HOUSTON — Houston Police Chief Art Acevedo called lenient punishment for certain DWI offenders “outrageous” Friday while Harris County District Attorney Kim Ogg’s office said it’s the “right thing to do” in the vast majority of cases.
The comments from the two public safety agencies follow a KHOU 11 investigation that revealed in Harris County, most drunk drivers who had kids in the car made plea deals with prosecutors to avoid jail time.
“We need to take DWIs much more seriously, and there has to be consequences,” Chief Acevedo said.
KHOU 11 Investigates analyzed more than 300 DWI with child passenger cases from January 2017 to September 2019. The offense is a felony punishable by up to two years in a Texas state jail. But since Kim Ogg took office as Harris County District Attorney, nearly two-thirds of those cases, 65 percent, ended in probation. According to court records, the district attorney’s office did not take a single case to trial during that time.
“When children’s lives are being placed at risk by irresponsible parents, some jail time is important because I think it has a deterrent effect,” Acevedo said.

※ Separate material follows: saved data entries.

PR #1615, opened 2024-01-05
feat: use `submitAndAwait` graphql endpoint

### LINKED ISSUE #1563: Introduce `submitAndAwait` graphql endpoint support
Submitting a transaction and getting its results is currently a two-step process:
1. Submit the transaction,
2. Get its results via the `TransactionResponse` class

This is the default workflow and should remain the default one because a transaction can take an indefinite amount of time to execute on the node and using `submitAndAwait` as the default would block our users from executing anything on their side until the node executes the transaction.

However, we should allow our users to submit _and_ await the results of the transaction execution in one call if they wish to do so. The main benefit of this single call over splitting it into two calls (submit and and subscribe to `statusChange`) is that the transaction might fail or be squeezed out in-between the submitting and subscribing, which would result in the subscription call never getting an update and thus never ending. This would be because the node immediately deletes a failed and squeezed-out transaction and us requesting that deleted transaction would hang to infinity.

A possible implementation of this would be to expand the current `ProviderSendTxParams` type:
```ts
export type ProviderSendTxParams = EstimateTransactionParams & {
  awaitExecution: boolean;
}

export class Provider {
// ...
  async sendTransaction(..., params: ProviderSendTxParams) {
  // ...
    if (params.awaitExecution) {
    const subscription = await this.operations.submitAndAwait({encodedTransaction});
    for await (const statusAndReceipts of subscription) {
      if(statusAndReceipts.type === "SubmittedStatus") continue;
      const transactionId = hashTransaction(encodedTransaction);
      return TransactionResponse(transactionId, statusAndReceipts);
    }
  }
  const { submit: { id: transactionId } } = await this.operations.submit({ encodedTransaction });
  return TransactionResponse(transactionId, this);
  }
}
```

These `ProviderSendTxParams` can then be forwarded via `FunctionInvocationScope.call()`, `Account.transfer()` and the like so the user can set the desired behavior through a flag, e.g.: 
```ts
const response: TransactionResponse = await my_contract
  .functions
  .my_fn()
  .call(..., {awaitExecution: true});
```

nedsalk:
This PR introduces the `submitAndAwait` graphql endpoint. A user can now send a transaction and wait for its execution in one go before receiving a `TransactionResponse` back.

closes #1563


packages/providers/src/provider.ts
```diff
@@ -595,12 +603,27 @@ export default class Provider {
...
 
+    const encodedTransaction = hexlify(transactionRequest.toTransactionBytes());
+
+    if (awaitExecution) {
+      const subscription = this.operations.submitAndAwait({ encodedTransaction });
+      for await (const { submitAndAwait } of subscription) {
+        if (submitAndAwait.type === 'SuccessStatus') {
+          break;
+        }
+      }
```
Torres-ssf, line 614: What happens if the response type is different from `SuccessStatus` ?

packages/fuel-gauge/src/await-execution.test.ts
```diff
@@ -0,0 +1,114 @@
...
+  });
+  test('calling contracts with awaitExecution works', async () => {
+    const contract = await getSetupContract('coverage-contract')();
+    const sendTransactionSpy = vi.spyOn(contract.provider, 'sendTransaction');
+    const gasPrice = contract.provider.getGasConfig().minGasPrice;
+
+    const { value } = await contract.functions
+      .echo_u8(3)
+      .txParams({ gasPrice, gasLimit: 10_000 })
+      .call({ awaitExecution: true });
```
Torres-ssf, line 54: @nedsalk What is the practical difference between using the flag `awaitExecution` in the context of a contract call?

Even when we are not passing this flag as `true` and therefore not using `submitAndAwait`, the code will wait for the TX to be processed the same way.

nedsalk: The practical difference is the number of calls towards the node:
- If you pass in `awaitExecution: false` or leave it `undefined`, the transaction will be submitted in one call and then awaited in another call via the [statusChange subscription in `TransactionResponse`](https://github.com/FuelLabs/fuels-ts/blob/78e5e405ef442b47032943196f67c3c0db125c92/packages/providers/src/transaction-response/transaction-response.ts#L212).
- If you pass in `awaitExecution: true`, the transaction will be submitted _and_ awaited in the **same** call.
- 
You touched upon a point I wanted to raise in our sync: given that the default behavior of contract function/script calls currently is to await the execution of the transaction, we can using this new `submitAndAwait` endpoint by default for them to reduce network calls until we flesh out what the actual default should be and how to signal that to the end user.

packages/providers/src/provider.ts
nedsalk: Good question. By default, the fuel node closes the connection when it returns a non-`SubmittedStatus` after executing/squeezing out the transaction. This, in turn, causes the `for-await-of` loop to close as well.

The code itself currently doesn't handle any non-successful transactions. In theory, we should throw errors to the user if a non-`SuccessStatus` status is returned. In practice, however, this needs to be fleshed out and centralized because currently there are multiple places where statuses/failure receipts are handled ([1](https://github.com/FuelLabs/fuels-ts/blob/78e5e405ef442b47032943196f67c3c0db125c92/packages/providers/src/transaction-response/transaction-response.ts#L240), [2](https://github.com/FuelLabs/fuels-ts/blob/78e5e405ef442b47032943196f67c3c0db125c92/packages/program/src/errors.ts#L34), and possibly more). I'm mentioning failure receipts here alongside different statuses because of #1588. I already tried handling `FailureStatus` and `SqueezedOutStatus` but realized that it deserves a different PR because it's not trivial given the codebase handles them already in other places via the `TransactionResponse`'s transaction summary.

packages/fuel-gauge/src/await-execution.test.ts
Torres-ssf: @nedsalk I agree with you, I think we should use `submitAndAwait` by default when executing `call` on the `BaseInvocationScope`.

nedsalk: @Torres-ssf  Implemented in https://github.com/FuelLabs/fuels-ts/commit/8e68217e693dfe888e9dda5bba3a732776e5e1e6.

packages/providers/src/provider.ts
nedsalk: Okay, so it was weird that the `for-await-of` wasn't ending because, as it says [here](https://github.com/FuelLabs/fuels-ts/blob/d3a0cffb29d371218375df5fb26d2b75982d33f2/packages/providers/fuel-core-schema.graphql#L1003), the connection does close after a non-`SubmittedStatus` is sent. I even remember seeing `done` be set to `true` [here](https://github.com/FuelLabs/fuels-ts/blob/ad5923d40fdcfcd8b8e7f4473449a7b28981d715/packages/providers/src/fuel-graphql-subscriber.ts#L77), where `done` is the indicator that the stream ended, so I assumed everything worked. Anyways, after I moved from piping `ReadableStream` to using `for-await-of` internally in `fuel-graphql-subscriber.ts` (https://github.com/FuelLabs/fuels-ts/pull/1615/commits/bb9e117dd47968b7775f82cf2cb884454f718900), the stream closes properly and as expected. This was a bug that got fixed by that commit.

packages/fuel-gauge/src/await-execution.test.ts
danielbate: Given we are now using the subscription by default now, why do we still need to pass the `awaitExecution` config?

apps/docs-snippets/src/utils.ts
```diff
@@ -46,10 +46,7 @@ export const getTestWallet = async (seedQuantities?: CoinQuantityLike[]) => {
   await genesisWallet.fund(request, requiredQuantities, minFee);
 
   // execute the transaction, transferring resources to the test wallet
-  const response = await genesisWallet.sendTransaction(request);
-
-  // wait for the transaction to be confirmed
-  await response.wait();
+  await genesisWallet.sendTransaction(request, { awaitExecution: true });
```
danielbate, line 49: `awaitExecution` feels like an implementation detail that is not important to the consumer, and only really to the client. Is the plan to have this completely replace the current submit and retry approach?

packages/fuel-gauge/src/await-execution.test.ts
```diff
@@ -0,0 +1,114 @@
...
+
+/**
+ * @group node
+ */
+describe('await-execution', () => {
+  test('awaiting execution of a transaction on the provider works', async () => {
+    const { cleanup, ip, port } = await launchNode({
+      args: ['--poa-interval-period', '400ms'],
+    });
+    const nodeProvider = await Provider.create(`http://${ip}:${port}/graphql`);
```
danielbate, line 21: Nice 👍🏻

packages/providers/src/provider.ts
```diff
@@ -595,12 +603,27 @@ export default class Provider {
       );
     }
 
+    const encodedTransaction = hexlify(transactionRequest.toTransactionBytes());
+
+    if (awaitExecution) {
+      const subscription = this.operations.submitAndAwait({ encodedTransaction });
+      for await (const { submitAndAwait } of subscription) {
+        if (submitAndAwait.type !== 'SubmittedStatus') {
```
danielbate, line 611: Could change the signature of `waitForStatusChange` and reuse that here?

danielbate (commented):
Looking good. Just wondering if something like `subscribeToResult` is more correct given the current behaviour is to `await` anyway, however the underlying implementation just retries.

packages/providers/src/provider.ts
nedsalk: I'd rather keep it like it is in this PR and leave the consolidation of logic to the PR that corresponds to [this previous comment](https://github.com/FuelLabs/fuels-ts/pull/1615#discussion_r1445794664).

packages/providers/src/provider.ts
nedsalk: Unfortunately I had to revert the above commit in https://github.com/FuelLabs/fuels-ts/pull/1615/commits/01267c0373007bfba09382f9c3331c4e0568ac10 because `for-await-of` is not supported for `ReadableStream` in most browsers ([MDN](https://developer.mozilla.org/en-US/docs/Web/API/ReadableStream#browser_compatibility), see the `@@asyncIterator` row). However, I added a fix to at least close the stream intentionally in https://github.com/FuelLabs/fuels-ts/pull/1615/commits/9b3a05706df334115a23e45ed74333824da12a41 by refactoring from an async generator function to crafting our own async iterator. I assume the `ReadableStream` was closed in the previous implementation as well via garbage collection, but now we're being explicit about it. The `return` method, in which the stream is closed, is called when a `break` is hit inside a `for-await-of` loop.

I created #1628 to further investigate this issue. It isn't a blocker though, because we're breaking the `for-await-of` loops ourselves and aren't relying on connections closing for any behavior.

packages/fuel-gauge/src/await-execution.test.ts
nedsalk: @danielbate I covered it as it was a consumer of `provider.sendTransaction` where `awaitExecution` in the end resolves. Your question is valid and I now think that this PR shouldn't cover the `BaseInvocationScope.call` method. There were some discussions around what should be returned to the user when using `submitAndAwait` vs using the regular `submit` endpoint because one awaits until there are actual results for of the execution vs the other that returns a `TransactionResponse` of a transaction that could be in `SubmittedStatus` as well. In the end, I now believe that this `BaseInvocationScope.call` use case should be holistically covered by another PR.

apps/docs-snippets/src/utils.ts
nedsalk: No, we want to allow the user to be able to await the execution on the node but also to just submit the transaction and call `TransactionResponse.waitForResult` whenever they want. This PR is only introducing `submitAndAwait` and applying it to some places as default (e.g. `BaseInvocationScope.call`) and allowing it to be used in other places (e.g. `Account.transfer`), keeping in mind to not introduce any breaking change.
There are other discussions in circulation ([the comments on this issue](https://github.com/FuelLabs/fuels-ts/pull/1615#discussion_r1447587623), #1588) that will undoubtedly lead to some restructuring and more clarity when to use which feature. Now we're gaining a quick win by utilizing the existence of this endpoint.

packages/fuel-gauge/src/await-execution.test.ts
danielbate: Gotcha, agreed.

danielbate (commented):
Should we be adding some documentation for this?

danielbate:
This PR is also missing a changeset.

packages/providers/src/provider.ts
nedsalk: Phew, the whole issue is fixed in https://github.com/FuelLabs/fuels-ts/pull/1615/commits/7ff5d1637871f6dc5ebf93cc771c998eed668227. The custom stream transformer `FuelSubscriptionStream` had an issue. After replacing it with the `parseBytesStream` everything works.

Torres-ssf: @nedsalk Sorry but I am having a hard time understanding why this problem happened in the first place and how you managed to solve it. Can you help me understand?

nedsalk: When using GraphQL subscriptions, we are using the [Streams API](https://developer.mozilla.org/en-US/docs/Web/API/Streams_API) to read the streams of data being sent from the fuel node via an SSE connection. The fuel node guarantees that it'll close this SSE connection after the status of a transaction changes from `SubmittedStatus` to any other. On our side, the indicator that the connection closed which would, in turn, close our stream was being lost inside of the `FuelSubscriptionStream` class that was transforming the stream of data being sent from the fuel node. This caused the [loop that was expecting data from the server](https://github.com/FuelLabs/fuels-ts/blob/ad5923d40fdcfcd8b8e7f4473449a7b28981d715/packages/providers/src/fuel-graphql-subscriber.ts#L71) to loop to infinity because `done` (the indicator of the stream ending) was never `true`. This slipped through the cracks because we'd always manually close the whole async generator with a `break` of the `for-await-of` loops that are consuming the generator.

Everything now works after I removed this `FuelSubscriptionStream` transformer and opted for a simple function that wasn't transforming the actual stream read from `response.body` but just parsing its bytes. After the connection is closed by the fuel node, that stream returns `{done: true, value: undefined}` and the loop inside of the async generator will break on the `if(done) break` condition and the generator will finish.

packages/fuel-gauge/src/await-execution.test.ts
nedsalk: After contemplating a bit more on this, I decided to not introduce this feature on the account methods like `transfer` and `withdrawToBaseLayer` as well because it kind of suffers from the same DX dilemmas as `BaseInvocationScope.call`. I'd boil this PR down to a quick win for contract calls until I further investigate this DX rabbit hole and formulate a proper proposal.

packages/fuel-gauge/src/await-execution.test.ts
```diff
@@ -0,0 +1,97 @@
...
+      }
+      // { awaitExecution: true }
+    );
+
+    expect(sendTransactionSpy).toHaveBeenCalledTimes(1);
+    const awaitExecutionArg = sendTransactionSpy.mock.calls[0][1];
+    expect(awaitExecutionArg).toMatchObject({ awaitExecution: true });
+  });
+
+  test.skip('withdrawToBaseLayer works with awaitExecution', async () => {
```
Torres-ssf, line 72: Why are we skipping this test?

packages/fuel-gauge/src/await-execution.test.ts
```diff
@@ -0,0 +1,97 @@
...
+    );
+
+    const response = await nodeProvider.sendTransaction(transfer, { awaitExecution: true });
+
+    expect(response.gqlTransaction?.status?.type).toBe('SuccessStatus');
+
+    cleanup();
+  });
+
+  test.skip('transferring funds with awaitExecution works', async () => {
```
Torres-ssf, line 45: Why are we skipping this test?

packages/fuel-gauge/src/await-execution.test.ts
nedsalk: I skipped it after [this comment](https://github.com/FuelLabs/fuels-ts/pull/1615#discussion_r1448828304) but left it there for reference.

packages/fuel-gauge/src/await-execution.test.ts
nedsalk: https://github.com/FuelLabs/fuels-ts/pull/1615#discussion_r1450445767

packages/providers/src/provider.ts
nedsalk: I reverted this bugfix (https://github.com/FuelLabs/fuels-ts/pull/1615/commits/ca6b64331e050052815c85da0efaf24f3f854dd6) and moved it to #1597 because the bug presented itself there as well when I was writing tests for the subscriptions and that PR is more appropriate. I don't want to have two PRs that are solving the same issue open at the same time.

danielbate (approved):

Torres-ssf (approved):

The probation cases include drivers who were involved in multi-vehicle accidents, drivers who were so drunk they could not stand up, and drivers who were charged with other DWI’s after they received probation.
“Probation can ensure people are monitored for much longer periods of time,” the Harris County District Attorney’s office said in a written statement.
The statement also said certain offenders can be held accountable and also rehabilitated, and every case is unique and considered individually.
“We are not sending people to state jail in some of these cases when they can be treated and counseled to become productive members of society, and families are kept together,” the district attorney’s statement said.
In a sit-down interview at Houston Police headquarters down, Chief Acevedo said there’s a clear distinction between drivers who test at or near the legal limit of .08 blood alcohol content, and those who blow two, three times over or are involved in an accident. In those cases, he said, jail time is warranted to send a strong message.
“It doesn’t have to be a year for the first time offender, but when you put somebody in a county jail for 30 days, it gives you something to think about, so the next time they go out and decide to drink they don’t drive," he said.
Acevedo said the plea deals offered by prosecutors are especially frustrating given that HPD’s arrest numbers for all DWI offenses are up 96 percent over the past three years.
“We’re doing our part as a police department,” Acevedo said. “It’s time for everyone else, from the DA’s office, to the judges, to the juries, to do their part.”